- **PROVIDED ENTRIES**
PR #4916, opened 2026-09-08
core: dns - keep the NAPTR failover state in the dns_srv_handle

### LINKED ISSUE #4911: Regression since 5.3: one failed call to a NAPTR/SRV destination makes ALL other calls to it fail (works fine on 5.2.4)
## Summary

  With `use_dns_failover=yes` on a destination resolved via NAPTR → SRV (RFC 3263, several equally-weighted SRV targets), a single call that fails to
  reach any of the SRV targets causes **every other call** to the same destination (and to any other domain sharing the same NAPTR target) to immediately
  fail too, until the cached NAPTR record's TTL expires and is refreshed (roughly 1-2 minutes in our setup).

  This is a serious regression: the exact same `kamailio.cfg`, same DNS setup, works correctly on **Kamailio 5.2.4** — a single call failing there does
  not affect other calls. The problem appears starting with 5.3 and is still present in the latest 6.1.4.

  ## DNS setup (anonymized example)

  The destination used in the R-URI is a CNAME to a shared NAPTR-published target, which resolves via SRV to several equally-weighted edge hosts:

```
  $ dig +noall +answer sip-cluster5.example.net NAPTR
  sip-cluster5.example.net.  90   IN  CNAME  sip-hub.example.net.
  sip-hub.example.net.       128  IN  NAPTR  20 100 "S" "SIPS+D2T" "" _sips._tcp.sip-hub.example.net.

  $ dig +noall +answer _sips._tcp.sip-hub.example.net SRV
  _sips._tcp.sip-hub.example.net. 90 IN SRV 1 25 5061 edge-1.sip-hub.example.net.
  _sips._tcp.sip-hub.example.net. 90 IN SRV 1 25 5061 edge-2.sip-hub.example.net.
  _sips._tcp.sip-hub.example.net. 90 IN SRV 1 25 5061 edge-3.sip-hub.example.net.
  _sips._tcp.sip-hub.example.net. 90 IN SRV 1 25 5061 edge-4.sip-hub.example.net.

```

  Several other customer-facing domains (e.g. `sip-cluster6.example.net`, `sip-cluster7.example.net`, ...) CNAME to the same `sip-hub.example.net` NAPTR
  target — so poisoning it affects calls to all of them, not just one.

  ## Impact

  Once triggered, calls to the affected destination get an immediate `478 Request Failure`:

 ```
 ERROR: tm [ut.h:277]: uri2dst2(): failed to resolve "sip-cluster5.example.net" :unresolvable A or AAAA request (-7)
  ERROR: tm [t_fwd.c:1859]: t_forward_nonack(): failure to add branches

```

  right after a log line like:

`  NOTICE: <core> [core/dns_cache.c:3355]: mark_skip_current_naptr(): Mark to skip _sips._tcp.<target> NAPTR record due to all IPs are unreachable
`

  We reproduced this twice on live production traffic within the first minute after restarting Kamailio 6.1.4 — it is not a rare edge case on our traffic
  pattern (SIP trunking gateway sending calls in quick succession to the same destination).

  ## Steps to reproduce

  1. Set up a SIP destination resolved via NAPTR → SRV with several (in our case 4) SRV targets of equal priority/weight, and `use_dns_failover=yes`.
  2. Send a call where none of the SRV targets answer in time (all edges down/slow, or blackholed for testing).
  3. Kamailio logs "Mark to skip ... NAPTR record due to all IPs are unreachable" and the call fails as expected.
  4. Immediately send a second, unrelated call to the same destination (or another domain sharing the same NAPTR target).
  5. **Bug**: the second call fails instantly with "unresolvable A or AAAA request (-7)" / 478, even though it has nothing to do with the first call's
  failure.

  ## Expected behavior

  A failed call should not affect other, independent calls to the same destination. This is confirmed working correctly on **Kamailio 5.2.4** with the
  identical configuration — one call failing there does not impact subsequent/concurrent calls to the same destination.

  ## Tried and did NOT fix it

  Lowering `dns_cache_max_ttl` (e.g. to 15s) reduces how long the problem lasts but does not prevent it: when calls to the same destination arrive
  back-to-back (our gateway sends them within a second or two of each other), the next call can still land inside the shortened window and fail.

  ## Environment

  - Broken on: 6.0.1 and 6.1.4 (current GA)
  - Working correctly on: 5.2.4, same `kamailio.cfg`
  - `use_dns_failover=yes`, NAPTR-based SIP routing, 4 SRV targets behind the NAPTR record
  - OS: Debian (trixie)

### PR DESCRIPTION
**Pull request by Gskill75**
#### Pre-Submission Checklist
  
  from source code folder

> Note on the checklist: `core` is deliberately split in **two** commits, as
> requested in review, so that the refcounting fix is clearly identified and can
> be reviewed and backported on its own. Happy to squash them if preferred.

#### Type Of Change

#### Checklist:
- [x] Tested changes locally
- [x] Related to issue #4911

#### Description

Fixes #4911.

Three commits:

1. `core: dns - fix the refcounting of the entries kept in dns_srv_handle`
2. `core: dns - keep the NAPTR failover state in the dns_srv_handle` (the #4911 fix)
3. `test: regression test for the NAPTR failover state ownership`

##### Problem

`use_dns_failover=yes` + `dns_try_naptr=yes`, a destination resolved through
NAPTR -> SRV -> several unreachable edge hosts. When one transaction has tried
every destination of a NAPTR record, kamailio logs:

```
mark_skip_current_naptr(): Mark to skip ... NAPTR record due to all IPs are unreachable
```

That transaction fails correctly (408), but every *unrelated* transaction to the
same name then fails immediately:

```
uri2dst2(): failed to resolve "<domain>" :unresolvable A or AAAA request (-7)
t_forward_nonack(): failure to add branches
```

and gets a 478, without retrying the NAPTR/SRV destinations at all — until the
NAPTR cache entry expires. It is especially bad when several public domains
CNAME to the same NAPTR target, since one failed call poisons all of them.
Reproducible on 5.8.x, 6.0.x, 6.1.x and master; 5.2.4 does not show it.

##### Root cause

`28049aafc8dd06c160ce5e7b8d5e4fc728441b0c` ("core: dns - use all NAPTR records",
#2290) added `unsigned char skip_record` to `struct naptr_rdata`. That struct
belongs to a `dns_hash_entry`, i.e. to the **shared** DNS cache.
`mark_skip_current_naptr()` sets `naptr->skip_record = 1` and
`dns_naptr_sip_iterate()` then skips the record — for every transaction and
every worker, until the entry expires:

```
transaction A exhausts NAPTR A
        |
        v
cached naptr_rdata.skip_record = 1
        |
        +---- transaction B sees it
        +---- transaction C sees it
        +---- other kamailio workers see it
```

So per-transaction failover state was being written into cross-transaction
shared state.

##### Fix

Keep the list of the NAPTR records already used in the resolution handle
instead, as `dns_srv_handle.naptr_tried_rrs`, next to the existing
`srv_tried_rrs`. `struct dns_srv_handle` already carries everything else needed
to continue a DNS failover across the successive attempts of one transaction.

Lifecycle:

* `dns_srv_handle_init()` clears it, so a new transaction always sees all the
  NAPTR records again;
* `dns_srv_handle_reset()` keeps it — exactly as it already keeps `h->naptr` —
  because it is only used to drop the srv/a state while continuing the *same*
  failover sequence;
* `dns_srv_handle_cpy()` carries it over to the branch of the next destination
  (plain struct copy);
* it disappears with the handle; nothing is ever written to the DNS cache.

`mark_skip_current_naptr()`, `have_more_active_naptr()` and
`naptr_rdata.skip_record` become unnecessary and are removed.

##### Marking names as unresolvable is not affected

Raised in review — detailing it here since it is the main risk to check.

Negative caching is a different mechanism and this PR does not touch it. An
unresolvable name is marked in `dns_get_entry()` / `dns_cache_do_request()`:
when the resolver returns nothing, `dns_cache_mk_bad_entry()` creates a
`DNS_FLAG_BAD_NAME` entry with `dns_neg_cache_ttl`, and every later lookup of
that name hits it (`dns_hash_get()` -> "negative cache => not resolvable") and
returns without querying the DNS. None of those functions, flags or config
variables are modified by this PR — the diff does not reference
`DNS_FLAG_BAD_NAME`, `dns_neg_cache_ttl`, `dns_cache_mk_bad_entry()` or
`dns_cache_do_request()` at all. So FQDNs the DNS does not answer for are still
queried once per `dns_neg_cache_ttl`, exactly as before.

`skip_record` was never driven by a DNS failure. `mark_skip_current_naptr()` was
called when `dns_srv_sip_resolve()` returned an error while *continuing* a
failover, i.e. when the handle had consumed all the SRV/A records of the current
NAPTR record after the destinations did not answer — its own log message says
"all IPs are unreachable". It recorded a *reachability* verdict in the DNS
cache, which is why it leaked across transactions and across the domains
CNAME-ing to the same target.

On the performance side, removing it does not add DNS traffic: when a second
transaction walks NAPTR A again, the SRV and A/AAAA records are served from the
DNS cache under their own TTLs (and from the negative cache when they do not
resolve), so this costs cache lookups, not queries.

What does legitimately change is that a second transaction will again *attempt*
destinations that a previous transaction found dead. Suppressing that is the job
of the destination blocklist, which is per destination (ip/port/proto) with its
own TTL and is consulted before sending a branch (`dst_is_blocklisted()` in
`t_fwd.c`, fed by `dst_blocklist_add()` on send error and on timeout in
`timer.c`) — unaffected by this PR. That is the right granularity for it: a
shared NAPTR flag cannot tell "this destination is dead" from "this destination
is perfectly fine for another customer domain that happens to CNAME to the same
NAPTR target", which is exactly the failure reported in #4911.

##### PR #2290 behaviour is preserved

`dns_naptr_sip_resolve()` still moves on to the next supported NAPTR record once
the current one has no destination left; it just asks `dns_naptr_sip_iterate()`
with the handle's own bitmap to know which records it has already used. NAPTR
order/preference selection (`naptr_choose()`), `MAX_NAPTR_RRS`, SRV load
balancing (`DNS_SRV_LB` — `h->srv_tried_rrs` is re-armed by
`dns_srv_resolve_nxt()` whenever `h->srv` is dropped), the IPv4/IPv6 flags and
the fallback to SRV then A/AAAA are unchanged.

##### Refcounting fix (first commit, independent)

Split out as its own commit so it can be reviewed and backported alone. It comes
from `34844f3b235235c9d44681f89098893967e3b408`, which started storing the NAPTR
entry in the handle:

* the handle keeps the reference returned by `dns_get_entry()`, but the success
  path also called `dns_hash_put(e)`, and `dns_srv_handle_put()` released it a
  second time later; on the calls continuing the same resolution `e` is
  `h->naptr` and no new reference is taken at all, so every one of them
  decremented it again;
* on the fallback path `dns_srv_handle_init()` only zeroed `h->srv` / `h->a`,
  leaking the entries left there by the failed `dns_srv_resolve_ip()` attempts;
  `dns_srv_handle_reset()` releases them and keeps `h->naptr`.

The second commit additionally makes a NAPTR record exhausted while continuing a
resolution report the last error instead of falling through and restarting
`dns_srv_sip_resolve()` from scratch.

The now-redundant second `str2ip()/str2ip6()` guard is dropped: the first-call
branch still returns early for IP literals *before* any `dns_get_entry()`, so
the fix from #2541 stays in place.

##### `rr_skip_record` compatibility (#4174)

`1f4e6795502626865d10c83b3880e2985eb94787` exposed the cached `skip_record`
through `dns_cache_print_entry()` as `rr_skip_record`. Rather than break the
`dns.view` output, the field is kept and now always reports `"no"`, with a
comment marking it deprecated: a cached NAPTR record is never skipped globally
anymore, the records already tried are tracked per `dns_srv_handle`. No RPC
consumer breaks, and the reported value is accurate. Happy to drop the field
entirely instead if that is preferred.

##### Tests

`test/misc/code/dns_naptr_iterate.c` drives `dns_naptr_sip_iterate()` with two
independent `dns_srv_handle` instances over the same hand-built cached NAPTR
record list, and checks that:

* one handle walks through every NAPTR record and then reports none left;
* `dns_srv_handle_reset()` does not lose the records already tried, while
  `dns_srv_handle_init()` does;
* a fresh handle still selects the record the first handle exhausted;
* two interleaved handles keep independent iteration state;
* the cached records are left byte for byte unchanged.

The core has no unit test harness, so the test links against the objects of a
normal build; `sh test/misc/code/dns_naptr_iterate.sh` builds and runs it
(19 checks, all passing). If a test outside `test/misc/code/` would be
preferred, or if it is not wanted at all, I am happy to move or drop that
==
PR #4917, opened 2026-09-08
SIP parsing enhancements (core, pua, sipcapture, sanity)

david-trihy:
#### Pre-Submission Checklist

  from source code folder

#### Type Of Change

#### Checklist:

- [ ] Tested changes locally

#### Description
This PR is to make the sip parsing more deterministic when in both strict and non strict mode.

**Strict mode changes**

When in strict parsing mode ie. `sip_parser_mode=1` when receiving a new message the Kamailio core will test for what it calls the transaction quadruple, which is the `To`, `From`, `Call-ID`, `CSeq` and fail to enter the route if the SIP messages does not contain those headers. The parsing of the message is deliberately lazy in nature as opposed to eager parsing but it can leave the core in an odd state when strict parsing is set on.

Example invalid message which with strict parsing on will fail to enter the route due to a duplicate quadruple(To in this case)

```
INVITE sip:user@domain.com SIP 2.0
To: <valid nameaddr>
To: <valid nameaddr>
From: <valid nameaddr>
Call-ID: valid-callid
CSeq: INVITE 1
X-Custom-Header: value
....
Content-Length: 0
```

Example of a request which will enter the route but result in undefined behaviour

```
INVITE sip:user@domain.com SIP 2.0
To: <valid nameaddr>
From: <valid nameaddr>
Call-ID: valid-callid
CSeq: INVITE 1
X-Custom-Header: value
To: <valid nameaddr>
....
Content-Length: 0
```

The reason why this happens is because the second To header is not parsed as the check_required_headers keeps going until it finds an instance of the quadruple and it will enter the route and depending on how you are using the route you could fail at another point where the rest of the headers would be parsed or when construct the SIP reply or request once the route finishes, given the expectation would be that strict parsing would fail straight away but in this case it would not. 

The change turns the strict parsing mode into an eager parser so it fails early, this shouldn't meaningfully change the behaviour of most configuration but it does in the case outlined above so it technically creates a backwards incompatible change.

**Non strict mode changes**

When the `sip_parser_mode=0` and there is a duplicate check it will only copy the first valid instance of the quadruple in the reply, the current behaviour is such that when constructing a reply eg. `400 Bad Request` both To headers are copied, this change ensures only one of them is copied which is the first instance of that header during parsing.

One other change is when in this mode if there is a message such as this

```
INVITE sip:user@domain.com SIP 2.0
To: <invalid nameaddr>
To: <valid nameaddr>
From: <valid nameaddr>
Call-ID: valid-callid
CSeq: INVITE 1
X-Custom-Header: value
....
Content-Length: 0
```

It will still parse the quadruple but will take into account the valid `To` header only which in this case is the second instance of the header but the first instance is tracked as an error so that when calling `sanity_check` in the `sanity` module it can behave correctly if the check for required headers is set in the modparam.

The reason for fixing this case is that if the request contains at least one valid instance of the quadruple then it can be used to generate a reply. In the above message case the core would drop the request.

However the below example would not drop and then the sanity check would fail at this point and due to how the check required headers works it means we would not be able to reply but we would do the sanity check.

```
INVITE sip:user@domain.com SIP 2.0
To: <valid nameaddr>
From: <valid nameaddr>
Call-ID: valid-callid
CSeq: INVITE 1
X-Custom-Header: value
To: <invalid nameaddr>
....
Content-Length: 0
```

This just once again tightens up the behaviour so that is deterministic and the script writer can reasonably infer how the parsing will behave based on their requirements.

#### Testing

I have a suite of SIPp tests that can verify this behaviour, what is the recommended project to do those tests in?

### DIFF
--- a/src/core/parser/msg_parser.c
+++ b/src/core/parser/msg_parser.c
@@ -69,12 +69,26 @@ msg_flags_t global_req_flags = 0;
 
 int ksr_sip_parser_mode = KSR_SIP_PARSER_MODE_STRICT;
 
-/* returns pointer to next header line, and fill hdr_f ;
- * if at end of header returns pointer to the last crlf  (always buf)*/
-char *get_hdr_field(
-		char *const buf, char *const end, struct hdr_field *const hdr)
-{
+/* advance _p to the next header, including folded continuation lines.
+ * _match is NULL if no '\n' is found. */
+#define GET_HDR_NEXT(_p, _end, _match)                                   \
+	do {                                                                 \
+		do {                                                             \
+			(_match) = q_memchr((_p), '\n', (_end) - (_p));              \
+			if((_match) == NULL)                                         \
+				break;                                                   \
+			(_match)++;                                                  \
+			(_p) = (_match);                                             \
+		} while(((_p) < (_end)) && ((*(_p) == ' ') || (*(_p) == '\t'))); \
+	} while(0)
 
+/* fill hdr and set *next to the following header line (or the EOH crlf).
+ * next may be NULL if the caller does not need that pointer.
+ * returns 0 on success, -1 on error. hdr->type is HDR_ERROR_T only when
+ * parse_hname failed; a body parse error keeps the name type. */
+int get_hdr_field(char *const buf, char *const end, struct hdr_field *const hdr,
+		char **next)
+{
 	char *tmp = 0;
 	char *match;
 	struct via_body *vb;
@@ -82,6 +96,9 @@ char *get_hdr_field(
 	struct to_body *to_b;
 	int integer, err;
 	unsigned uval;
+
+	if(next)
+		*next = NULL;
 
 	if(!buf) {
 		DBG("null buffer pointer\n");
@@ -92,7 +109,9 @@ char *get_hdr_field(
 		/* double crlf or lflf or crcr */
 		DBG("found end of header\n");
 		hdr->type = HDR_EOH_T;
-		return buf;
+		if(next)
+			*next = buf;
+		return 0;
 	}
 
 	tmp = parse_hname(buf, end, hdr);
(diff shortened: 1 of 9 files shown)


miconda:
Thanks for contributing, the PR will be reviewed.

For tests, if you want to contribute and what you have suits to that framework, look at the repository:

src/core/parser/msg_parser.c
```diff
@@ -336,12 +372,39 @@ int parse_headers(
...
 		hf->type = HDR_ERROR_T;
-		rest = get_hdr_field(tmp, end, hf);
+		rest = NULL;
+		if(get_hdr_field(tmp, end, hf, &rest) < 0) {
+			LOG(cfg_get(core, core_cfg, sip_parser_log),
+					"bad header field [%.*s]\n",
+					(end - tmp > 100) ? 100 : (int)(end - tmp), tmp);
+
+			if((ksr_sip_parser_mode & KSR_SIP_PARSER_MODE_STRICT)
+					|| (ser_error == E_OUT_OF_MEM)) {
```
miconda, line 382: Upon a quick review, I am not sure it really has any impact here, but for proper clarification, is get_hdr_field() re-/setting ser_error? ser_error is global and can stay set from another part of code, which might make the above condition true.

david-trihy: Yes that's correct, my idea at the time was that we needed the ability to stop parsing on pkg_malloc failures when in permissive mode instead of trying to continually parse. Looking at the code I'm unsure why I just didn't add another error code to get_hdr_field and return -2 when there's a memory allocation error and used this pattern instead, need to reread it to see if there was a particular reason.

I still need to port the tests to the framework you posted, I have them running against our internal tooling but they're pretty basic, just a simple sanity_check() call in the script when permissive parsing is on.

- **INSTRUCTIONS FOR THE TASK**
Provide the number of lines holding the word "reviewed" within the material, without any other text.

- **OUTPUT BELOW**
3